As duas se cruzando num olhar são faca mirando faca,
enquanto a plateia vai ao delírio, delírio contido de voyeur que não
deseja nem de longe ser notado, para não interferir no jogo das feras. Belas?
De que valem as belas entre as feras? Melhor as feras, o coração das feras, o
sexo das feras devorando as belas.

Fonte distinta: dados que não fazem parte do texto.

PR #9892, opened 2023-06-07
[critical fix] Fixed infinite teleportation loop for portals

MaxIsJoe:
CL: [Fix] Fixed portals causing the server to crash due to players and objects teleporting back and forth infinitely

### DIFF
--- a/UnityProject/Assets/Scripts/Objects/Research/Portal.cs
+++ b/UnityProject/Assets/Scripts/Objects/Research/Portal.cs
@@ -91,7 +91,8 @@ namespace Objects.Research
 
 		public override void OnPlayerStep(PlayerScript playerScript)
 		{
-			Teleport(playerScript.gameObject);
+			if (isOnCooldown) return;
+			_ = Teleport(playerScript.gameObject);
 		}
 
 		public override bool WillAffectObject(GameObject eventData)
@@ -108,19 +109,20 @@ namespace Objects.Research
 
 		public override void OnObjectEnter(GameObject eventData)
 		{
+			if (isOnCooldown) return;
 			_ = Teleport(eventData);
 		}
 
 		private async Task Teleport(GameObject eventData)
 		{
 			if (connectedPortal == null || isOnCooldown) return;
-			if (eventData.HasComponent<PlayerScript>() == false || eventData.GetComponent<SparkEffect>() != null) return;
+			if (eventData.HasComponent<PlayerScript>() == false || eventData.HasComponent<SparkEffect>()) return;
 			connectedPortal.isOnCooldown = true;
 			isOnCooldown = true;
 			TransportUtility.TeleportToObject(eventData, connectedPortal.gameObject,
 				connectedPortal.ObjectPhysics.OfficialPosition.RandomOnOneAxis(-1, 1), true, false);
 			SparkUtil.TrySpark(gameObject, expose: false);
-			await Task.Delay(750);
+			await Task.Delay(850);
 			isOnCooldown = false;
 			connectedPortal.isOnCooldown = false;
 		}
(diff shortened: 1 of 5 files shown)


corp-0:
Something that could be annoying with this is if I am standing in the portal while on cooldown, I have to step down and in again in order to teleport after the cooldown is done. I think the way we solved this in the past (and I don't know why it isn't in effect anymore) was teleporting people one tile away from the teleporter

FuntimeDudeski:
yeah, currently pads can be set to send to the 4 directions adjacent to the receiving pad as well as 'on top', which is the default but appears hardcoded to send things 1 tile above instead (this applies to both 'passive detect' and qpads that have to be clicked). it's a bit aesthetically annoying that you can't teleport directly onto a destination pad.

rather than polling every few frames to see if something is on a passive detect qpad, perhaps the passive detect setting should make the check only 1) when a mob or object moves onto the teleporter (treat walking onto and reaching the center of the qpad's tile the same as having clicked it with passive detect off) or 2) at any time when it goes off cooldown and an object/mob is on it

i'm a bit interested in this matter cause valley has a rather large number of quantum pads.

MaxIsJoe:
> quantum pads

this is the third time someone talks about or mentions them without even looking at what issue is this related to.
It's not quantum pads, this is portals for things like the hand tele.

UnityProject/Assets/Scripts/Objects/Research/Portal.cs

Desde menino sei que amor entre feras é mais
terra, é mais peixe, é mais planta, é mais humano.
Perdoem-me os ditos puros, mas a carne que me envolve é
fraca – muito fraca! – e a liberdade dos meus pensamentos é indevassável, a
ponto de eu dizer, sem o confortável recurso da metáfora profunda, que mulheres
que gemem na cruz e na espada são o maior tesão, a fantasia mais ou menos
secreta de todo cabra macho e de muitas fêmeas no cio, fogo que devora fogo na
maciez de uma língua.
Mulheres que gemem na cruz e na espada são a reencarnação da
tempestade. O entreolhar daquelas duas me contou. Tempestade capaz de arrasar
plantações, de sacudir montanhas, de arrancar telhados, de estremecer o corpo,
devorar suspiros e desferir uivos na boca do estômago. Tempestade prenúncio de
calmaria, bonança que sucede o gozo, se o orgasmo é mútuo, profundo e se
completa.
Abençoa-me, Deusa da Águas Doces, pois o amor das duas é
pureza. É mão dupla. É paciência. É miragem. Perdoa-me, Mãe da Natureza, por
quando o amor das duas for lábio, língua, peito, quando for tremelique, quando
for sacanagem, quando for mais desejo do que agora e eu morrer de tesão e de
inveja, contemplando o duelo das coxas que em minhas torpes viagens já
escorregam na saliva.
O amor das duas, quem me dera a graça, o pão e o vinho de
morrer por um instante na conjunção daqueles seios! Ah, que os ventos me guiem
nas estradas da luxúria, pelos campos selvagens do espírito onde a salvação e o
pecado não oprimem o ser humano, porque estão bem acima das verdades, onde eu
possa ser o mar bebendo as águas de dois rios mágicos e fundos que habitam a
mesma foz.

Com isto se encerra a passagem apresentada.